As I said, smartphones morph culture in interesting ways. That's a direct
product of having access to all of the things you mention. But people are
still fundamentally people. If the world believes that war is necessary,
smartphones aren't going to change that. And that belief was one of the main
reasons for the dark ages.

------
InclinedPlane
The evolution of mobile technology has ironically been held back by its
success. Today it's too easy to make money in mobile devices, just make things
thinner, shinier, faster, and prettier and you're most of the way there. And
then you can rake in massive profit margins in a market where people replace
their devices on a timeframe measured in months. It's practically raining cash
in the land of successful mobile manfuacturers.

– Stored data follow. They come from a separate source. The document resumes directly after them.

PR #7017, opened 2022-08-31
Loki: Return all rate-limited streams to distributors

DylanGuedes:
Modify ingesters to return all rate-limited streams to distributors instead of only the last one seen. The list of streams is injected in the error details, supported by our gRPC client. The error message text is the same so this shouldn't break anything relying on the existing error messages.
This is necessary for the new stream sharding work.


pkg/ingester/instance.go
```diff
@@ -218,27 +233,40 @@ func (i *instance) Push(ctx context.Context, req *logproto.PushRequest) error {
...
+	if len(failedEntriesWithError) == 0 {
+		return 0, nil
+	}
+
 	lastEntryWithErr := failedEntriesWithError[len(failedEntriesWithError)-1]
 	_, ok := lastEntryWithErr.e.(*validation.ErrStreamRateLimit)
 	outOfOrder := chunkenc.IsOutOfOrderErr(lastEntryWithErr.e)
 	if !outOfOrder && !ok {
-		return lastEntryWithErr.e
+		return 0, lastEntryWithErr.e
```
MasslessParticle, line 266: If we're using gRPC codes, this means `OK`. Looking at the `httpgrpc.Errorf` and `httpgrpc.HTTPResponseFromError` code, they aren't doing any special code conversions so we can just stick with http codes and use `http.BadRequest`

MasslessParticle (changes requested):
Nice work so far!

I think we should introduce another type to collect the errors as we process the streams and collect a list of those then figure out the error based on the list like this:

1. If all errors in the list are neither 400 or 429, return 500 with the message of the last error (the current behavior)
2. If any of the errors are 429, return 429 with a list of rate-limited streams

But once we get past this early stage of mobile success people will be looking
to gain more productivity out of their devices. Today have the power and OS
chops to handle beefy tasks, but for the most part the UX and peripheral
experience isn't there. But that'll change. There will be more attachable
keyboards, more desktop docking stations, etc. And then the use of tablets and
smartphones in business will drive the manufacturers to service that market
more and more to meet those needs.

Meanwhile, the low end of mobile will get cheaper as the developing world
starts to gain access to computing and folks find out how valuable that market
is and figure out how to serve it.

This is the 2nd wave of the personal computing revolution and it's only just
barely started, what we'll see in the next 10 years will blow the doors off
the last decade.

------
ThomPete
This remind me of the race towards smaller phones we experienced in the pre-
smartphone era I don't see Sonys ultra small mobiles being in vogue anymore.
We seem to forget a simple fact.

The smartphone was not a better phone but a smaller computer. The idea that
mobile is somehow replacing most of the other platforms and their usage is
simply misplaced.

Mobile is part of a diverting technology trend not converging.

------
sinofsky
At every moment of disruption in technology people saying that the new
technology doesn't replace the incumbent. By definition disruptive
technologies are less functional and inadequate "replacements".

First, folks tend to talk about all the things that the new technology can't
do that the old one does do. In the Steve Jobs interview at All Things D
referenced in the comments, he goes on to talk about how software needs to get
written--"it is just software" he says. In the near term history we have seen
this same dynamic in the advent of the GUI relative to CUI or in the way
browser/HTML subsumed the GUI client-server apps. People are writing more code
all the time that is "mobile only" even if some of it reinvents or reimagines
the desktop/laptop world. I was struck by Adobe's recent developer conference
where they showed many mobile apps. As an always aspiring photog we can see
how the field is transitioning.

Second, people tend to underestimate the way that new tools, as ineffective as
they are, drive changes in the very definition of work. Said another way,
people forget that tools can also define the work and jobs people have. It
isn't like work was always "mail around a 10MB presentation before the
meeting". In fact a long time ago meeting agendas were typed out in courier by
a typist -- that job was defined by the Selectric. The tools that created
presentations, attachments, and follow up email defined a style of working.
While we're reading all this, the exponential rise of mobile is changing what
it means to work--to go to a meeting, to collaborate, to decide, to create,
etc.

What is so fascinating about this transition is that we might be seeing a
divide where creators of tools will use different tools, at least for some
time, than the masses that use tools. Let's not project the needs of
developers on to the whole space. We might reach a point where different tools
are needed. Two years ago I might have said this applies to a lot of fields,
but the rapid rise of mobile and tablet based software for many things is
making that argument weak. Cash registers, MRI machines, video annotation, and
more are all scenarios I have seen recently where one might have said "needs a
real OS" or "this need sa full PC". As with the the idea of underestimating
software, our own desire to find an anchor pushes us to view things through a
lens where our own work doesn't change.

All of this is happening. In parts of the world they are skipping over PCs
(Africa and China). Everyone is seeing their time in front of a screen go up
enormous amounts and most of that is additive, but for many there is a
substitute effect. This doesn't happen overnight or for everyone. TO deny it
though is to deny the very changes that led to supporting the idea that the
mouse, overlapping windows, and color once displaced other technologies where
people said those were not substitutes for the speed, efficiency, or
capabilities of what was in use.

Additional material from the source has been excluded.